* **TASK DIRECTIONS**:
Could you retype all of the entries below word for word?

------------

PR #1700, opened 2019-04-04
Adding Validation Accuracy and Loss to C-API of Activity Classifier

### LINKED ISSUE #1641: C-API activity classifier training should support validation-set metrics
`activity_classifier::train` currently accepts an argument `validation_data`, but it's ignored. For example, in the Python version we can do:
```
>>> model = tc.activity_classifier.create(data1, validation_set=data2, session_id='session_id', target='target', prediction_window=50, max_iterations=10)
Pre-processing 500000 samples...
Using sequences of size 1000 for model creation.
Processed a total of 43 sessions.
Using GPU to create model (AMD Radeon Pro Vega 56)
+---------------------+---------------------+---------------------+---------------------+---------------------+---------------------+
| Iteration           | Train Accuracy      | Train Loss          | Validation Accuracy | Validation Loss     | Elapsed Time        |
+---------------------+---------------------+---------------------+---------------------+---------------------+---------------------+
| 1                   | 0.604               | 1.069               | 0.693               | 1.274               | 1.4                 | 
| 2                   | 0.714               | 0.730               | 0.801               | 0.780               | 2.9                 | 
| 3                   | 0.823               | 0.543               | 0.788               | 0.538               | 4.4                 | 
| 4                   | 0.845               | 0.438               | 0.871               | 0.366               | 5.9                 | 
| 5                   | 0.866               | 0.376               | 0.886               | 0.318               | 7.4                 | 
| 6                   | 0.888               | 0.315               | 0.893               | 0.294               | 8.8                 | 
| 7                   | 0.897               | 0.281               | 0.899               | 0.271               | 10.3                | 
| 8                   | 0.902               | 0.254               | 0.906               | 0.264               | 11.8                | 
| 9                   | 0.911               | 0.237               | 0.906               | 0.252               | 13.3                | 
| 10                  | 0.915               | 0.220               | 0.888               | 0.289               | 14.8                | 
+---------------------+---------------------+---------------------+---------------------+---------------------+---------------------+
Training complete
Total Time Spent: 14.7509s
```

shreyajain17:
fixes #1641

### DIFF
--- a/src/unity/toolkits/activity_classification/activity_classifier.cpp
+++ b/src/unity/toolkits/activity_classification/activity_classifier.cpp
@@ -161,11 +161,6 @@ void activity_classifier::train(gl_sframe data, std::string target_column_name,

------------

* **ANSWER TO THIS EXERCISE**:
PR #1700, opened 2019-04-04
Adding Validation Accuracy and Loss to C-API of Activity Classifier

### LINKED ISSUE #1641: C-API activity classifier training should support validation-set metrics
`activity_classifier::train` currently accepts an argument `validation_data`, but it's ignored. For example, in the Python version we can do:
```
>>> model = tc.activity_classifier.create(data1, validation_set=data2, session_id='session_id', target='target', prediction_window=50, max_iterations=10)
Pre-processing 500000 samples...
Using sequences of size 1000 for model creation.
Processed a total of 43 sessions.
Using GPU to create model (AMD Radeon Pro Vega 56)
+---------------------+---------------------+---------------------+---------------------+---------------------+---------------------+
| Iteration           | Train Accuracy      | Train Loss          | Validation Accuracy | Validation Loss     | Elapsed Time        |
+---------------------+---------------------+---------------------+---------------------+---------------------+---------------------+
| 1                   | 0.604               | 1.069               | 0.693               | 1.274               | 1.4                 | 
| 2                   | 0.714               | 0.730               | 0.801               | 0.780               | 2.9                 | 
| 3                   | 0.823               | 0.543               | 0.788               | 0.538               | 4.4                 | 
| 4                   | 0.845               | 0.438               | 0.871               | 0.366               | 5.9                 | 
| 5                   | 0.866               | 0.376               | 0.886               | 0.318               | 7.4                 | 
| 6                   | 0.888               | 0.315               | 0.893               | 0.294               | 8.8                 | 
| 7                   | 0.897               | 0.281               | 0.899               | 0.271               | 10.3                | 
| 8                   | 0.902               | 0.254               | 0.906               | 0.264               | 11.8                | 
| 9                   | 0.911               | 0.237               | 0.906               | 0.252               | 13.3                | 
| 10                  | 0.915               | 0.220               | 0.888               | 0.289               | 14.8                | 
+---------------------+---------------------+---------------------+---------------------+---------------------+---------------------+
Training complete
Total Time Spent: 14.7509s
```

shreyajain17:
fixes #1641

### DIFF
--- a/src/unity/toolkits/activity_classification/activity_classifier.cpp
+++ b/src/unity/toolkits/activity_classification/activity_classifier.cpp
@@ -161,11 +161,6 @@ void activity_classifier::train(gl_sframe data, std::string target_column_name,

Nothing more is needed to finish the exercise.